## Exercise brief
The line that contains "new needs plumbing." marks the end: retype the data below exactly from its first line through that line.

%%

Issue #2121, opened 2026-08-04
Section 2D annotation overlay ignores the ifcAnnotations class toggle


louistrue:
## Summary

Turning off **IFC Annotations** in the class Visibility menu hides them in the 3D viewport but leaves them drawn on the 2D section.

`Section2DPanel.tsx` gates the symbolic-annotation overlay on the panel's own display option only:

```ts
const ifcAnnotationData = useSymbolicAnnotationsForDrawing({
  enabled: displayOptions.showIfcAnnotations && status === 'ready',
  ...
});
```

No `typeVisibility`. The hook cannot see it either — its parameter object has no such field.

## Why this is a mismatch rather than a design choice

`typeVisibilityFilter.ts` states the intent explicitly:

```ts
// IfcAnnotation can carry real 3D solid geometry (Bonsai plan-view boxes,
// Revit "Model Text" breps) on top of the 2D symbolic curve overlay; the
// `ifcAnnotations` toggle hides both (issues #1354, #1480).
IfcAnnotation: 'ifcAnnotations',
```

"hides both" — and the section's symbolic overlay is exactly the 2D curve overlay named there.

#2070 (merged) threaded `typeVisibility` into `useDrawingGeneration` so the section honours class toggles, with the comment:

> Class-level Visibility toggles — the section honours them like the 3D viewport does, so a hidden IfcSpace/IfcOpeningElement is not cut (#2060).

That is now true for every class route except this one, so the comment overstates coverage. Before #2060/#2070 the section honoured no class toggles at all, so annotations persisting was at least consistent; now it is the lone exception.

## Suggested fix

AND the class toggle into the `enabled` expression:

```ts
enabled: displayOptions.showIfcAnnotations
  && typeVisibility.ifcAnnotations
  && status === 'ready',
```

`typeVisibility` is already read in that component (`Section2DPanel.tsx`, for the `useDrawingGeneration` call), so nothing new needs plumbing.

Worth a test alongside it: the drawing's annotation set is empty when `typeVisibility.ifcAnnotations` is false but `displayOptions.showIfcAnnotations` is true, so the two toggles are pinned as independent rather than one standing in for the other.

## Scope

Display-only, no data at risk — which is why it was split out of #2070 rather than holding a verified geometry-gating fix. Found while reviewing #2070; CodeRabbit flagged the same route independently.

PR #2122, opened 2026-08-04
test(geometry): make the sub-unit/nonuniform instancing loop real (#2064 follow-up)

BIMvoice:
Follow-up to #2064, which merged at 13:44 while this was being worked. Rebased onto current `main` and opened separately rather than pushed to a merged branch.

Closes the finding @louistrue raised on #2064: `for instancing in [false, true]` in `sub_unit_scales_nonuniform_and_nested_maps_match_direct_metre_authoring` reads as a coverage matrix it cannot deliver — his probe showed `instances=0` on both iterations, so the second re-runs the first.

## Chose option (2), and the router says why

He offered two remedies and said we were better placed to judge: drop the loop, or give the fixture a shared map so the instanced path is real. The deciding question was whether sub-unit scaling and instancing *can* interact — and they can.

`router/instancing.rs::mapped_source_single_item` and the `instance_solid_id`/`nontrivial_target` composition in `router/processing.rs` take the don't-bake path whenever **two or more top-level `IfcMappedItem`s share one `IfcRepresentationMap`, even with different `MappingTarget`s** — the code documents it directly: *"occurrences sharing a map but differing by target collate under one template."*

That is exactly the sub-unit / non-uniform scale composition this test pins, so the instanced path is reachable for it and deserved real coverage. Dropping the loop would have been the cheaper answer to the wrong question.

## The fixture was starving instancing, not merely failing to use it

Worth stating because it changes what the old loop was doing. The nested-map occurrence previously reused `#13`, so `#13`'s occurrence count included a nested `IfcMappedItem` with a lower express id, which was miscounted as the don't-bake template. Both real occurrences were starved and everything routed through orphan recovery — correct output, instancing never engaged, no signal that anything was off.

Now: occurrences A (uniform `0.001`) and B (non-uniform `0.001/0.001/0.002`) share `#13`; the nested-map occurrence gets its own source (`#205`).

```
before:  instancing=false meshes=4 instances=0
         instancing=true  meshes=4 instances=0
after:   instancing=true  meshes=3 instances=1   (template_express_id == 74)
```

The test now branches like `mapping_origin_is_composed_inside_the_mapping_target` already did — materialized assertions when `!instancing`, and for `instancing=true` it reconstructs occurrence B's world geometry from its `InstanceRecord` transform against the A template.

## Evidence

Mutating the router's non-template composition to identity (`local_rm = mapping_transform.map(|_t| IDENTITY_ROW_MAJOR)`; single replacement asserted, region re-read, restored by file copy):

```
before this change:  sub_unit test PASSES  — the instanced branch never ran
after:               2 failed  (sub_unit + mapping_origin)
```

That is the whole point: the sub-unit test could not previously have caught a broken instanced transform, and now does. `mapping_origin` failing alongside is expected — it always covered that path.

`cargo test -p ifc-lite-processing` green; `cargo clippy -p ifc-lite-core -p ifc-lite-processing --all-targets -- -D warnings` clean on this base.

**A note on clippy**, since it was reported as failing during the work: those errors came from the old branch being 30 commits behind, not from this change. On current `main` the same crates lint clean, which is why this is rebased rather than merged.

No changeset — test and fixture only, no published behaviour change.

### DIFF
--- a/rust/geometry/tests/fixtures/issue_1985_metre_submm_scale.ifc
+++ b/rust/geometry/tests/fixtures/issue_1985_metre_submm_scale.ifc
@@ -19,9 +19,27 @@ DATA;
 #11=IFCEXTRUDEDAREASOLID(#8,#10,#9,1734.5);
 #12=IFCSHAPEREPRESENTATION(#5,'Body','SweptSolid',(#11));
 #13=IFCREPRESENTATIONMAP(#2,#12);
-/* ---- Map B: wraps map A through a NESTED IfcMappedItem (inner Scale=0.001) ---- */
+/* ---- Map A2: a SEPARATE copy of map A's solid, used only by the nested wrap
+   below. The router's occurrence-count plan (#1623 Phase 2) tallies every
+   IfcMappedItem referencing a source, including one nested inside another
+   map's representation -- so if the nested wrap pointed at #13 itself, its
+   IfcMappedItem (#15) would inflate #13's count to 3 and (being the
+   lowest express id) get PICKED as the don't-bake template, even though it
+   never runs through the top-level template/retag path (only depth == 0
+   items do, see router/processing.rs). That starves both top-level
+   occurrences of #13 of a real template and routes them through orphan
+   recovery instead -- silently correct output, but instancing never
+   actually engages. Giving the nested wrap its own source keeps #13's count
+   at exactly 2 (occurrences A and B below), so instancing engages for real. ---- */
+#200=IFCCARTESIANPOINT((0.,0.));
+#201=IFCAXIS2PLACEMENT2D(#200,$);
+#202=IFCCIRCLEPROFILEDEF(.AREA.,'P',#201,50.);
+#203=IFCEXTRUDEDAREASOLID(#202,#10,#9,1734.5);
+#204=IFCSHAPEREPRESENTATION(#5,'Body','SweptSolid',(#203));
+#205=IFCREPRESENTATIONMAP(#2,#204);
+/* ---- Map B: wraps map A2 through a NESTED IfcMappedItem (inner Scale=0.001) ---- */
 #14=IFCCARTESIANTRANSFORMATIONOPERATOR3D($,$,#1,0.001,$);
-#15=IFCMAPPEDITEM(#13,#14);
+#15=IFCMAPPEDITEM(#205,#14);
 #16=IFCSHAPEREPRESENTATION(#5,'Body','MappedRepresentation',(#15));
 #17=IFCREPRESENTATIONMAP(#2,#16);
 /* ---- Operators ---- */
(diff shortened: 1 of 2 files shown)


louistrue:
Question about your draft convention, because I think we may be deadlocked on it.

You have 11 open drafts right now (#2106, #2107, #2108, #2109, #2111, #2113, #2114, #2115, #2118, #2119, #2122). Every one of them is **green with all five core CI lanes passing**, and most carry a changeset and test files. Meanwhile every PR I have merged today was opened ready-for-review, and none of the drafts has ever been converted — so if you are waiting for a signal from us to undraft, and we are treating draft as "still being worked on", nothing moves.

**Which is it?**

- If draft means *not ready, do not look yet* — fine, I will leave them alone and you flip them when you want eyes on them.
- If draft means *done, queued, tell me when you have capacity* — say so and I will start pulling from that queue directly. **You do not need to wait for us; open ready and we will review.**

For context on what bar each PR now faces, since it changes how much scrutiny to expect and where it is worth pre-empting review:

- **`rust/**` and the kernel** — the highest bar. Mutation testing, negative controls, `cargo test --no-fail-fast`, clippy. Never merged on green CI alone.
- **Published packages** (`geometry`, `export`, `parser`, `data`, `mutations`, `sandbox`) — CI green with core lanes actually present, changeset correctness, and verification of the central claim.
- **`apps/viewer`** — CI green, core lanes present, threads resolved, merged. Display-level inconsistencies become follow-up issues rather than holds (as I just did with #2121 off #2070).

One practical warning that has bitten three of your PRs today: **a `CONFLICTING` branch stops GitHub scheduling `pull_request` workflows entirely**, so the PR page shows a green rollup with every real lane simply *absent* rather than failing. #2080, #2091 and now #2105 all hit it. If you see a suspiciously small check count, merge `origin/main` first — main is moving fast today.

Answer whichever way is true and I will work to it.

BIMvoice:
Answered on #2118 to keep it in one place: **option two — done and queued.** All twelve open PRs are now ready for review. The draft flag was a habit on my `gh pr create` calls, not a signal; nothing was waiting on you. Pull from the queue freely.

This one is `rust/**`, so it faces your highest bar — the evidence is in the PR body, and the part that matters is that mutating the router's non-template composition to identity now fails the sub-unit test, which it could **not** have done before this change (the fixture yielded `instances=0`, so that branch never executed).

louistrue:
Verified at the Rust bar — the loop is now real. Merging.

```
PROBE instancing=false meshes=4 instances=0
PROBE instancing=true  meshes=3 instances=1
```

Previously both legs were `meshes=4 instances=0`, i.e. the same run twice. Giving the fixture a shared map so #81 rides as an instance off the #74 template is the harder of the two options I offered and the right one: sub-unit scale composition under instancing is exactly where a transform can cancel and leave an occurrence unpinned, and that is now covered rather than asserted.

The docblock explaining *why* B's `local_transform` under instancing is what the composition depends on is the part that keeps this from rotting back into a duplicate loop.

3 tests pass, `cargo test -p ifc-lite-processing --no-fail-fast` clean, CI green on all 5 core lanes.

Worth noting this now runs under a gate that actually covers the WASM crate too — #2108 landed a few minutes ago, removing the `--exclude ifc-lite-wasm` from both clippy and `cargo test`. I confirmed that exclusion was hiding real violations: an injected `ptr_arg` in `ifc-lite-wasm` is caught by the new command (exit 101) and missed entirely by the old one (exit 0).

%%

## Response to this exercise
Issue #2121, opened 2026-08-04
Section 2D annotation overlay ignores the ifcAnnotations class toggle


louistrue:
## Summary

Turning off **IFC Annotations** in the class Visibility menu hides them in the 3D viewport but leaves them drawn on the 2D section.

`Section2DPanel.tsx` gates the symbolic-annotation overlay on the panel's own display option only:

```ts
const ifcAnnotationData = useSymbolicAnnotationsForDrawing({
  enabled: displayOptions.showIfcAnnotations && status === 'ready',
  ...
});
```

No `typeVisibility`. The hook cannot see it either — its parameter object has no such field.

## Why this is a mismatch rather than a design choice

`typeVisibilityFilter.ts` states the intent explicitly:

```ts
// IfcAnnotation can carry real 3D solid geometry (Bonsai plan-view boxes,
// Revit "Model Text" breps) on top of the 2D symbolic curve overlay; the
// `ifcAnnotations` toggle hides both (issues #1354, #1480).
IfcAnnotation: 'ifcAnnotations',
```

"hides both" — and the section's symbolic overlay is exactly the 2D curve overlay named there.

#2070 (merged) threaded `typeVisibility` into `useDrawingGeneration` so the section honours class toggles, with the comment:

> Class-level Visibility toggles — the section honours them like the 3D viewport does, so a hidden IfcSpace/IfcOpeningElement is not cut (#2060).

That is now true for every class route except this one, so the comment overstates coverage. Before #2060/#2070 the section honoured no class toggles at all, so annotations persisting was at least consistent; now it is the lone exception.

## Suggested fix

AND the class toggle into the `enabled` expression:

```ts
enabled: displayOptions.showIfcAnnotations
  && typeVisibility.ifcAnnotations
  && status === 'ready',
```

`typeVisibility` is already read in that component (`Section2DPanel.tsx`, for the `useDrawingGeneration` call), so nothing new needs plumbing.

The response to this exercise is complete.